* Collected data entries *
────────────────────

Issue #129, opened 2022-11-29
Generating API keys fails on certain dev environments


reefdog:
OS: macOS 13.0.1 (Ventura)

Attempting to follow the setup instructions, I ran into a problem [generating API keys](https://github.com/PhilanthropyDataCommons/service#api-keys):

```
service git:(main) for i in {1..5}; do tr -dc a-zA-Z0-9 </dev/random | head -c 80; echo ''; done > secret_api_keys.txt
tr: Illegal byte sequence
tr: Illegal byte sequence
tr: Illegal byte sequence
tr: Illegal byte sequence
tr: Illegal byte sequence
```

The `secret_api_keys.txt` file was then populated with this content:
```

87




```

bickelj:
Oh right, the example assumed (without mentioning it) using GNU coreutils. With BSD there is probably different syntax.

bickelj:
I don't have a mac or BSD machine handy, but does this resolve it?
`for i in {1..5}; do LC_ALL=C tr -dc a-zA-Z0-9 </dev/random | LC_ALL=C head -c 80; echo ''; done > secret_api_keys.txt`

bickelj:
@reefdog Great! I guess it was a locale issue then rather than syntax, but yes, it also worked fine with GNU coreutils. I will update the readme.

PR #130, opened 2022-11-29
Use C locale when generating API keys

bickelj:
Including LC_ALL=C helps make this command work on more systems.

Issue #129 Generating API keys fails on certain dev environments


bickelj:
86f637a is a rebase on main.

reefdog (approved):
🙏 Thanks for doing this. Confirmed it works on macOS!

────────────────────

Take the line containing "PR #130, opened 2022-11-29" as the start and the last line of the data as the end, and reproduce that range exactly.

PR #130, opened 2022-11-29
Use C locale when generating API keys

bickelj:
Including LC_ALL=C helps make this command work on more systems.

Issue #129 Generating API keys fails on certain dev environments


bickelj:
86f637a is a rebase on main.

reefdog (approved):
🙏 Thanks for doing this. Confirmed it works on macOS!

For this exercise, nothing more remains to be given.